PR #1757, opened 2023-06-18
feat: optional get raw headers as string

mstruebing:
## Purpose

Most libraries expect raw headers to be a string instead of an array  so I added an optional argument which will return the raw headers as a string rather than a `string[]`.

## Changes

Added an optional argument to the `headers.raw()` function to return the header values as a string in case this is set to `true.

## Additional information

I could also create a second function like: `headers.rawAsString()` instead of adding an argument to the existing function.

___

- [ ] I updated readme
- [x] I added unit test(s)

___

Doesn't fix but is related to #783

### DIFF
--- a/@types/index.d.ts
+++ b/@types/index.d.ts
@@ -65,7 +65,7 @@ export class Headers {
 	values(): IterableIterator<string>;
 
 	/** Node-fetch extension */
-	raw(): Record<string, string[]>;
+	raw(): Record<string, string[] | string>;
 }
 
 export interface RequestInit {
--- a/src/headers.js
+++ b/src/headers.js
@@ -197,11 +197,18 @@ export default class Headers extends URLSearchParams {
 	/**
 	 * Node-fetch non-spec method
 	 * returning all headers and their values as array
-	 * @returns {Record<string, string[]>}
+	 * @returns {Record<string, string[] | string>}
 	 */
-	raw() {
+	raw(asString = false) {
+		if (asString)  {
+
+		}
 		return [...this.keys()].reduce((result, key) => {
 			result[key] = this.getAll(key);
+
+			if (asString) {
+				result[key] = result[key].join(', ');
+			}
 			return result;
 		}, {});
 	}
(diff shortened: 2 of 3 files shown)


jimmywarting:
ideally ppl should just stop depending on raw headers all together.
the hope is for ppl to just stop depending node-fetch all together and use built in fetch when it's available. 

The reason ppl wanted to have raw in the first place was cuz the fetch spec decided that they should normalize the headers to be joined by `,` if one header is appended more than once.
some ppl where not happy about this cuz it made reading set-cookies hard that could include `,` in the value.

so ppl requested the `raw` and we implemented it...

now there is a new spec that mention iterating over headers that dose not combine the set-cookies but instead yields the everything.

ppl should really be using `[...response.headers]` or `Object.fromEntires(response.headers)` or even `Headers.prototype.getSetCookie`

that is what every other environment have agree upon of how it should work. 
it essentially match our raw method.

I think that out raw method should be deprecated and ppl should stop using it and strive more towards cross compatible solutions with other env / fetch implementations. 

so i'm generally -1 on this.

jimmywarting:
there are some new Header methods / spec things we need to fix...

mstruebing:
Okay, I'm using `Object.fromEntires(response.headers)` now but I thought that it would be useful to other people too who get into the same situation.

Does this mean I should just close this PR?

jimmywarting:
i can close it for you.

if you like you could make a suggestion in the readme that the best way to access the headers would be to either use:
`[...response.headers]` or `Object.fromEntires(response.headers)` instead of using the legacy/non-standard raw method

and perhaps maybe even put a deprecation warning on using the `raw` option. 

i did work on a more spec'ed Header classed here https://www.npmjs.com/package/fetch-headers the idea was for node-fetch to adapt it and let headers live on a separate place. as it has very little to do with fetch/request/response and is mostly isolated from everything else. then node-fetch would extend it to include the `raw` option (just for backwards comp. reasons)

if you feel like you are willing to bring in fetch-headers into node-fetch and replace our own than that would be appreciated as well. 
`fetch-headers` runs it own test against WPT so some test in node-fetch could be removed.

the missing thing is `getSetCookies`

PR #1763, opened 2023-07-02
remove async from json parse function

israelCohen90:
## Additional information

___

- [ ] I updated readme
- [ ] I added unit test(s)

___

- fix #000

### DIFF
--- a/src/body.js
+++ b/src/body.js
@@ -145,7 +145,7 @@ export default class Body {
 	 * @return  Promise
 	 */
 	async json() {
-		const text = await this.text();
+		const text = this.text();
 		return JSON.parse(text);
 	}
 
@@ -155,7 +155,7 @@ export default class Body {
 	 * @return  Promise
 	 */
 	async text() {
-		const buffer = await consumeBody(this);
+		const buffer = consumeBody(this);
 		return new TextDecoder().decode(buffer);
 	}
 
@@ -220,7 +220,7 @@ async function consumeBody(data) {
 	let accumBytes = 0;
 
 	try {
-		for await (const chunk of body) {
+		for (const chunk of body) {
 			if (data.size > 0 && accumBytes + chunk.length > data.size) {
 				const error = new FetchError(`content size at ${data.url} over limit: ${data.size}`, 'max-size');
 				body.destroy(error);


jimmywarting:
This can't be done.
getting the text of a response is not sync so it needs to "await" the response

LinusU:
@israelCohen90 the parsing needs to be async because it first needs to wait for the text to arrive before it can parse it as JSON...

jimmywarting:
cuz consuming / fetching a response from a API or anything is being done done asynchronous. fetching something is non-blocking

The `body` can't be read in a synchronous manner cuz it could be a readable stream that do have `Symbol.asyncIterator` 
https://github.com/node-fetch/node-fetch/blob/7b86e946b02dfdd28f4f8fca3d73a022cbb5ca1e/src/body.js#L217-L223

So you can't do a sync loop to consume it cuz you don't have a the data yet.

So we need to use a `for..await` loop to get all the chunks from the stream. and the `consumeBody` function is also async.
https://github.com/node-fetch/node-fetch/blob/7b86e946b02dfdd28f4f8fca3d73a022cbb5ca1e/src/body.js#L194

So when we call `consumeBody()` it dose actually return a `Promise`.

So it would mean that this:
```js
	async text() {
		const buffer = consumeBody(this);
		return new TextDecoder().decode(buffer);
	}
```
would cause a error when trying to decode it:
```js
	async text() {
		const promise = consumeBody(this)
    // Uncaught TypeError: Failed to execute 'decode' on 'TextDecoder':
    // The provided value is not of type '(ArrayBuffer or ArrayBufferView)'.
    // (received promise)
		return new TextDecoder().decode(promise)
	}
```

---

a simple demostration why it can't be async would be this:

```js
class F {
  async text() {
    return 'true'
  }
  async json() {
    return JSON.parse(this.text())
  }
}

new F().json()
Promise {<rejected>: SyntaxError: Unexpected token 'o', "[object Promise]" is not valid JSON
    at JSON.parse (<anonymo…}
```
you would have to remove async from the text function as well. 

```js
class F {
  text() {
    return 'true'
  }
  async json() {
    return JSON.parse(this.text())
  }
}

await new F().json() // true
```

PR #1774, opened 2023-09-07
docs(README): when patching global context, patch TextDecoder and TextEncoder too

jtomaszewski:
After following the README on patching the global context, node-fetch fails to me in jest jsdom environment on node v16.16.0 with following error:

```
TextDecoder is not defined

      Cause: ReferenceError: TextDecoder is not defined
      at Response.TextDecoder (node_modules/node-fetch/src/body.js:159:14)
      at call (node_modules/@babel/runtime/helpers/regeneratorRuntime.js:44:17)
      at Generator.tryCatch (node_modules/@babel/runtime/helpers/regeneratorRuntime.js:125:22)
      at Generator._invoke [as next] (node_modules/@babel/runtime/helpers/regeneratorRuntime.js:69:21)
      at asyncGeneratorStep (node_modules/@babel/runtime/helpers/asyncToGenerator.js:3:24)
      at asyncGeneratorStep (node_modules/@babel/runtime/helpers/asyncToGenerator.js:22:9)
```

That's probably because node-fetch in https://github.com/node-fetch/node-fetch/blob/main/src/body.js#L159 refers to `TextDecoder` using a global reference, which doesn't exist in my environment.

## Changes

In recommended script in README that patches the global context, add `TextDecoder` and `TextEncoder` to the global context too.

I also removed a few unnecessary imports from it that weren't used at all.

## Additional information

- [x] I updated readme

### DIFF
--- a/README.md
+++ b/README.md
@@ -141,26 +141,28 @@ To use `fetch()` without importing it, you can patch the `global` object in node
 // fetch-polyfill.js
 import fetch, {
   Blob,
-  blobFrom,
-  blobFromSync,
   File,
-  fileFrom,
-  fileFromSync,
   FormData,
   Headers,
   Request,
   Response,
-} from 'node-fetch'
+} from 'node-fetch';
+import { TextDecoder, TextEncoder } from 'util';
 
 if (!globalThis.fetch) {
-  globalThis.fetch = fetch
-  globalThis.Headers = Headers
-  globalThis.Request = Request
-  globalThis.Response = Response
+  globalThis.fetch = fetch;
+  globalThis.Blob = Blob;
+  globalThis.File = File;
+  globalThis.FormData = FormData;
+  globalThis.Headers = Headers;
+  globalThis.Request = Request;
+  globalThis.Response = Response;
+  globalThis.TextDecoder = TextDecoder;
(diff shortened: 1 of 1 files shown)


jimmywarting:
Since this is just readme and no breaking changes, then i would now have suggested another approach.

using conditional lazy top level `import()` and maybe [Nullish coalescing assignment (??=)](https://developer.mozilla.org/en-US/docs/Web/JavaScript/Reference/Operators/Nullish_coalescing_assignment) in order to not load it in vain

So maybe something like this:
```js
// fetch-polyfill.js
globalThis.fetch || await import('node-fetch').then(mod => {
  globalThis.fetch = mod.default
  globalThis.Blob ??= mod.Blob
  globalThis.File ??= mod.File
  globalThis.FormData ??= mod.FormData
  globalThis.Headers = mod.Headers
  globalThis.Request = mod.Request
  globalThis.Response = mod.Response
})

globalThis.TextDecoder || import('node:util').then(util => {
  globalThis.TextDecoder ??= util.TextDecoder
  globalThis.TextEncoder ??= util.TextEncoder
})

// index.js
(globalThis.TextDecoder && globalThis.fetch) || await import('./fetch-polyfill.js')
```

....................

Work required:
Take every line above carrying "shown" and return it.

Response for this exercise:
(diff shortened: 2 of 3 files shown)
(diff shortened: 1 of 1 files shown)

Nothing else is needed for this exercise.